The significant lift in global beef prices since 2011, together with further falls in prices of competing enterprises (especially cropping and dairy) has triggered moves to rebuild global cattle herds, notably in North America, South America, China and Australia. While the South American response seems slow in emerging (partly due to drought and economic/political problems), reduced soya bean profitability is seeing some land switched towards forage production for increased on-farm feeding for beef production.

In contrast, the initial US response has been more rapid than expected.
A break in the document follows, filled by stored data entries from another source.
PR #7724, opened 2020-04-02
CB-6217 Intorduce test case timeout for all the E2E test cases

aszegedi:
@lnardai please review

### DIFF
--- a/integration-test/src/main/java/com/sequenceiq/it/IntegrationTestApp.java
+++ b/integration-test/src/main/java/com/sequenceiq/it/IntegrationTestApp.java
@@ -63,11 +63,14 @@ public class IntegrationTestApp implements CommandLineRunner {
     @Value("${integrationtest.outputdir:.}")
     private String outputDirectory;
 
-    @Value("${integrationtest.threadCount:2}")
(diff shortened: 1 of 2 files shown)


integration-test/src/main/java/com/sequenceiq/it/IntegrationTestApp.java
```diff
@@ -168,6 +171,7 @@ private XmlSuite loadSuite(String suitePath, InputStreamSource resource) throws
             XmlSuite xmlSuite = parser.parse(suitePath, inputStream, true);
             xmlSuite.setParallel(XmlSuite.ParallelMode.getValidParallel(parallel));
             xmlSuite.setThreadCount(threadCount);
+            xmlSuite.setTimeOut(timeOut);
```
lnardai, line 174: Is this a suite timeout or individual testcase timeout?

aszegedi: Hi, Based on my knowledge the timeout for tests. You can define this at suite or test level. However this always means test timeout. If you define a different timeout for a specified test, you can override the test suite setting also.

PR #7726, opened 2020-04-02
CB-6374 do not remove blueprints which has templates

doktoric:


akanto:
I am not sure that this solves the problem, I think it needs to put back to DEFAULT those that are DEFAULT_DELETED

PR #7728, opened 2020-04-03
CB-874 Make FreeIPA and RDS provisioning parallel

nadamdb:


datalake/src/main/java/com/sequenceiq/datalake/flow/create/event/EnvWaitRequest.java
```diff
@@ -2,19 +2,27 @@
 
 import com.sequenceiq.datalake.flow.SdxContext;
 import com.sequenceiq.datalake.flow.SdxEvent;
+import com.sequenceiq.redbeams.api.endpoint.v4.databaseserver.responses.DatabaseServerStatusV4Response;
 
 public class EnvWaitRequest extends SdxEvent {
 
-    public EnvWaitRequest(Long sdxId, String userId) {
+    private DatabaseServerStatusV4Response databaseServerResponse;
```
lacikaaa, line 9: passing this response along is not necessary. If I'm not mistaken it's used in `ProvisionerService#startStackProvisioning`, but that info is already in `SdxCluster`, so I would drop it entirely if possible

datalake/src/main/java/com/sequenceiq/datalake/flow/create/SdxCreateFlowConfig.java
```diff
@@ -24,24 +24,35 @@
...
+            .event(SdxCreateEvent.RDS_WAIT_EVENT).defaultFailureEvent()
+
             .from(SDX_CREATION_WAIT_RDS_STATE)
-            .to(SDX_CREATION_START_STATE)
+            .to(SDX_CREATION_WAIT_ENV_STATE)
             .event(SdxCreateEvent.RDS_WAIT_SUCCESS_EVENT).defaultFailureEvent()
+
+            .from(SDX_CREATION_WAIT_ENV_STATE)
+            .to(SDX_CREATION_START_STATE)
+            .event(SdxCreateEvent.ENV_WAIT_SUCCESS_EVENT).defaultFailureEvent()
```
lacikaaa, line 42: I think it's possible that we have the old version running, and it's in `SDX_CREATION_WAIT_ENV_STATE`. We shut it down and fire up this new version. When it's finished with the `SDX_CREATION_WAIT_ENV_STATE` the new version will move to `SDX_CREATION_START_STATE` and will skip `SDX_CREATION_WAIT_RDS_STATE`. Could you check?

PR #7729, opened 2020-04-03
CB-6404 Secure permissions on cert and private key for user facing TLS

lacikaaa:


keyki:
For the sake of PR history, change it to root rather than nginx.

PR #7732, opened 2020-04-03
CB-6394 EnvironmentService validation fails when it has validation error

afarsang:
EnvironmentService validation fails when it has validation error

Closes 6394


keyki:
Isn't it the whole point of validation? :)

PR #7740, opened 2020-04-03
CB-6450 Add CFM template and definitions for 7.2.0 runtime versions

jtstorck:
…versions

Closes #CB-6450


doktoric:
@jtstorck  you need to add the blueprints here as well: 
https://github.com/hortonworks/cloudbreak/blob/master/core/src/main/resources/application.yml#L243

PR #7756, opened 2020-04-07
CB-6494: Update FreeIPA backup scripts to provide status

holleyism:
This change enables the backup script to report a single
line status. This enables easier parsing of the last
backup status for the health checks.

Local deployment and validation.

### DIFF
--- a/freeipa/src/main/resources/freeipa-salt/salt/freeipa/scripts/freeipa_backup
+++ b/freeipa/src/main/resources/freeipa-salt/salt/freeipa/scripts/freeipa_backup
@@ -6,6 +6,13 @@ set -x
 
 CONFIG_FILE=/etc/freeipa_backup.conf
 
+if [ -z "$CRON_BACKUP" ]
+then
+    BACKUP_MODE="MANUAL"
+else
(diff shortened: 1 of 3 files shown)


freeipa/src/main/resources/freeipa-salt/salt/freeipa/scripts/freeipa_backup
```diff
@@ -83,10 +92,19 @@ doLog(){
     echo "`date "+%Y-%m-%dT%H:%M:%SZ"` $type_of_msg ""$msg" >> $LOGFILE
 }
 
+doStatus(){
+    type_of_msg=$(echo $*|cut -d" " -f1)
+    msg=$(echo "$*"|cut -d" " -f2-)
+    [[ $type_of_msg == INFO ]] && type_of_msg="INFO " # one space for aligning
```
lacikaaa, line 98: so don't we need the same for error?

holleyism: No.  This code is just adding an addition space next to INFO so the logging lines up visually.

PR #7761, opened 2020-04-08
CB-6380. Do not persist telemetry component for stack with template type

oleewere:
- do not add telemetry component for stacks with type 'TEMPLATE'
- remove already existing ones from DB

tested against dtahub deployments with default cluster definitions + custom ones

### DIFF
--- a/core/src/main/java/com/sequenceiq/cloudbreak/converter/v4/stacks/StackV4RequestToStackConverter.java
+++ b/core/src/main/java/com/sequenceiq/cloudbreak/converter/v4/stacks/StackV4RequestToStackConverter.java
@@ -122,6 +122,7 @@ public class StackV4RequestToStackConverter extends AbstractConversionServiceAwa
             convertAsStack(source, stack);
             updateCloudPlatformAndRelatedFields(source, stack, environment);
             setNetworkIfApplicable(source, stack, environment);
+            stack.getComponents().add(getTelemetryComponent(stack, source));
         }
         Map<String, Object> asMap = providerParameterCalculator.get(source).asMap();
         if (asMap != null) {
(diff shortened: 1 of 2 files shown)


core/src/main/resources/schema/app/20200408152731_CB-6380_Do_not_persist_telemetry_for_stack_template.sql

However, the quick decline in beef prices in 2015 and 2016 (in USD), a lack of long-term beef farm profitability globally (despite the recent price lift), continued climate volatility (especially drought) and growing resource and environmental constraints, suggests that a major cattle production and price cycle is unlikely. Furthermore, the latest EU CAP reforms (especially reduced single farm payments in favour of per hectare and ‘green’ payments) seem likely to continue the long-term reduction in EU cattle herds and production.

However, this issue needs close monitoring, as major positive beef price shocks like that experienced since 2010 have, in past decades, triggered disruptive cycles of around 10-year duration (especially in the US) – with natural biological production lags eventually causing beef supply to over-correct, leading to a major beef price slump. It is notable that neither the OECD-FAO nor USDA is expecting a major cyclical oversupply to develop this time.